## Activity:
Among the entries, find the lines with the string "import" and report them.

════

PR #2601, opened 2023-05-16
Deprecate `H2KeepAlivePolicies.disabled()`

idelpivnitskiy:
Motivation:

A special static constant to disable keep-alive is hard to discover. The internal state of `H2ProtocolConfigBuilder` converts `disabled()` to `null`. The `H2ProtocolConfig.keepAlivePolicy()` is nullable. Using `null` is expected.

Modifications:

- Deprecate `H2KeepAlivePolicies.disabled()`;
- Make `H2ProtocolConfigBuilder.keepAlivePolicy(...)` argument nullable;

════

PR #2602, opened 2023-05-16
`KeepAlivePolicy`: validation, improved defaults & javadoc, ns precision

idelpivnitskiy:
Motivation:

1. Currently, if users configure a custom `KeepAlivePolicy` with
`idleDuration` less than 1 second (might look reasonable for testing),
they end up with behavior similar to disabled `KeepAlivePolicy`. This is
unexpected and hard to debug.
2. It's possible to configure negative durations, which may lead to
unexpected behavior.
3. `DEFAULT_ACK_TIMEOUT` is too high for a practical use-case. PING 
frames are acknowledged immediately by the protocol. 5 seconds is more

════

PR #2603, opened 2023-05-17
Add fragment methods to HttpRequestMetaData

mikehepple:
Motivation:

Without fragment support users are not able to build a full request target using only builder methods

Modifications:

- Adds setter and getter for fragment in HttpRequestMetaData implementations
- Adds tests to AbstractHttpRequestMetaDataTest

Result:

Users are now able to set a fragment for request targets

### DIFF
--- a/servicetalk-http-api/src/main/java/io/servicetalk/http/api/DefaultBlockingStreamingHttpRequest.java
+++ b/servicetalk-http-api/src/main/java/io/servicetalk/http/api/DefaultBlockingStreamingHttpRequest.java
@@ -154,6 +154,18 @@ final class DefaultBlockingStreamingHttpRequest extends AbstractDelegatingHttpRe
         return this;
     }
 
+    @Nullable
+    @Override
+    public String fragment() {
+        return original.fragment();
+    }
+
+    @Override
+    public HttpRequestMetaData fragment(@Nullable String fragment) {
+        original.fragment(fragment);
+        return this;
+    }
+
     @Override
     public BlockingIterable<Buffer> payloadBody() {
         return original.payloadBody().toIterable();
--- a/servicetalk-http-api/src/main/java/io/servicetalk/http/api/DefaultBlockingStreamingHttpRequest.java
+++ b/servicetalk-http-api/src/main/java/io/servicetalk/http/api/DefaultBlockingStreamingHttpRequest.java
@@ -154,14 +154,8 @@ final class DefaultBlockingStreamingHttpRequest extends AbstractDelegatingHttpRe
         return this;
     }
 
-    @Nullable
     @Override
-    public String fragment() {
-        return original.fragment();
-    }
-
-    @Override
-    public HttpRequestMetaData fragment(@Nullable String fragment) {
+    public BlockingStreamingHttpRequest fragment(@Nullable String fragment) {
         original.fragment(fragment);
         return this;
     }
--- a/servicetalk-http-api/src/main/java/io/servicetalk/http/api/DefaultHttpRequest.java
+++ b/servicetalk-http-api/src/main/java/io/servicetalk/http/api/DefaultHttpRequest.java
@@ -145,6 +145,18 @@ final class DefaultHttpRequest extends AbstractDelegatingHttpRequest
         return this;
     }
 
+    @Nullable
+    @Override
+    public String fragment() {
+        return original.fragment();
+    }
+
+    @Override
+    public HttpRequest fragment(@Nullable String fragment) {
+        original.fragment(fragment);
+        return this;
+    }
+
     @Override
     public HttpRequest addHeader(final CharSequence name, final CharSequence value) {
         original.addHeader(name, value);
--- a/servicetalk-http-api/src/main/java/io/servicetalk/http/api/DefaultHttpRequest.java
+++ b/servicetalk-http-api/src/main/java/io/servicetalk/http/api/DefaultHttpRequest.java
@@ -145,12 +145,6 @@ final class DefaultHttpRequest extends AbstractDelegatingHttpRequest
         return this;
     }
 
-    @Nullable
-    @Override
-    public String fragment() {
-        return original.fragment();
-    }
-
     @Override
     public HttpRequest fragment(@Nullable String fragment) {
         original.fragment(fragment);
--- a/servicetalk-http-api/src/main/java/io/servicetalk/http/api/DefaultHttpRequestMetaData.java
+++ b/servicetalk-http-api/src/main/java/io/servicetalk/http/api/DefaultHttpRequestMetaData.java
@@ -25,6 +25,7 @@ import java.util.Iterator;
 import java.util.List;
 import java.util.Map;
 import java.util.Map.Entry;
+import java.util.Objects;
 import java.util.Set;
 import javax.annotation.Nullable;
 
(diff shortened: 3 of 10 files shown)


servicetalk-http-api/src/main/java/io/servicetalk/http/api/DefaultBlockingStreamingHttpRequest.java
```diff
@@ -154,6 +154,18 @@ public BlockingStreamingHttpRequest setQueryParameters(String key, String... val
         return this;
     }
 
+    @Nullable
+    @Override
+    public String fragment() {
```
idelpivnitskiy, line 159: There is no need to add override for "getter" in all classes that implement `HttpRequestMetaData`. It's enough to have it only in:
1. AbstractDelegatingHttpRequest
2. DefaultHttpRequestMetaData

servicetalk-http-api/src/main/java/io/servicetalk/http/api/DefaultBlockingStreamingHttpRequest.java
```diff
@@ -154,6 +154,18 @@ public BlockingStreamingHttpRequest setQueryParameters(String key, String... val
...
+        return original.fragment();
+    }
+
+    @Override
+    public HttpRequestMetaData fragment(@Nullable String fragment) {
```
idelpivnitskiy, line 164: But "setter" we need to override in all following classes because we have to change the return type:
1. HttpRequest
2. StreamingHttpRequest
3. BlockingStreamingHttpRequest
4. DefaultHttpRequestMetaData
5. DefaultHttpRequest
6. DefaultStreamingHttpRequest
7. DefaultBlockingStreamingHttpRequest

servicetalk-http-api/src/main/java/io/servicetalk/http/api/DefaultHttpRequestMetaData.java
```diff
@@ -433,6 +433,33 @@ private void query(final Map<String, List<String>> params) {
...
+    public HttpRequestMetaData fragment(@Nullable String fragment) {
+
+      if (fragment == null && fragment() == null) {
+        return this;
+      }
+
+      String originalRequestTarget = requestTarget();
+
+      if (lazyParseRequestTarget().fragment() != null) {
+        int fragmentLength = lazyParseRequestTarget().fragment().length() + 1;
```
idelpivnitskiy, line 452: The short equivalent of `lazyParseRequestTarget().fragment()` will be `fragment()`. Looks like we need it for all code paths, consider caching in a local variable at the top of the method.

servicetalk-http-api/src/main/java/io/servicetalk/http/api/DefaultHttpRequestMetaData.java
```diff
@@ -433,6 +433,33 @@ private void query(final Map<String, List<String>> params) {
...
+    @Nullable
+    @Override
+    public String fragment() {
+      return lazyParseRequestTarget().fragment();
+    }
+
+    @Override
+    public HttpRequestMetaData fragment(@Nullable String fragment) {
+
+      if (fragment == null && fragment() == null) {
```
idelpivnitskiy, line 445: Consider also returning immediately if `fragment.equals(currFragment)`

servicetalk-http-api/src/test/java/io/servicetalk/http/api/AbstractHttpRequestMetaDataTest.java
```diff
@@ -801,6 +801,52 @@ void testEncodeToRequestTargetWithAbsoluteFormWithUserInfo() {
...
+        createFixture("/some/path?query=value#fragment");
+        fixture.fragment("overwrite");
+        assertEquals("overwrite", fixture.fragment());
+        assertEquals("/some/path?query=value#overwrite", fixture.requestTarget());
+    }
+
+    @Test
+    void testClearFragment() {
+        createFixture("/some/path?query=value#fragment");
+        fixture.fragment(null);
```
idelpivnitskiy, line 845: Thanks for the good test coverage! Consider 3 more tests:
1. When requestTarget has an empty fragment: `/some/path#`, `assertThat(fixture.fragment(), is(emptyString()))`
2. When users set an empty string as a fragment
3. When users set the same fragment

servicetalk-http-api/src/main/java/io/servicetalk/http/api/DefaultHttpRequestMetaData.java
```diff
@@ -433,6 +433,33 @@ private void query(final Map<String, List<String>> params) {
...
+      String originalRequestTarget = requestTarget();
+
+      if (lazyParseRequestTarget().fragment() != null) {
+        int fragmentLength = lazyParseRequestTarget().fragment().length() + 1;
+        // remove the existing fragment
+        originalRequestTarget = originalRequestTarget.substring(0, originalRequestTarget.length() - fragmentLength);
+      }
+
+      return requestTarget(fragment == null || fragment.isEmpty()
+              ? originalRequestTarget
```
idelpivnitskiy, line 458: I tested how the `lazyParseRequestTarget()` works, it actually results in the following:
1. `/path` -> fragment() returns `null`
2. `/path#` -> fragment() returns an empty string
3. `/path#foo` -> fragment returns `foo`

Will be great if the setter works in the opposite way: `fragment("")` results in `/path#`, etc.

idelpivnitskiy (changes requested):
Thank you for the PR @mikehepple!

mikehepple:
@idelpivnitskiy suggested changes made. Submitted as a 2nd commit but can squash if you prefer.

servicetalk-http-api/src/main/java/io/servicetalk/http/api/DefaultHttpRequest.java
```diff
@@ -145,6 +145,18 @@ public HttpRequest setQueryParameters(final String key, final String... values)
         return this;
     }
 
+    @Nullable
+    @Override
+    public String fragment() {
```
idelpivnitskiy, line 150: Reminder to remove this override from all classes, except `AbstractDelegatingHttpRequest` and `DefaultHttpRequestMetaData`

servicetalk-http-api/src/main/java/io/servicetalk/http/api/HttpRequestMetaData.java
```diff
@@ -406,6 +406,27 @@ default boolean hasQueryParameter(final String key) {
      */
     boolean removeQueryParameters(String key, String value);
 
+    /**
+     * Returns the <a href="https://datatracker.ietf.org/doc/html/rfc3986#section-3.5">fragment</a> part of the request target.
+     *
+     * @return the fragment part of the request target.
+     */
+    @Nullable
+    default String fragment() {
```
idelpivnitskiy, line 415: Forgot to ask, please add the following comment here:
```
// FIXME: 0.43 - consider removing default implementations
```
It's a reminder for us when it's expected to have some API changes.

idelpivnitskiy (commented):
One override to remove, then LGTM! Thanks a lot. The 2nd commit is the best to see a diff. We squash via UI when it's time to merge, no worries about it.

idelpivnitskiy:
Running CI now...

════

## Reply:
@@ -25,6 +25,7 @@ import java.util.Iterator;
 import java.util.List;
 import java.util.Map;
 import java.util.Map.Entry;
+import java.util.Objects;
 import java.util.Set;
 import javax.annotation.Nullable;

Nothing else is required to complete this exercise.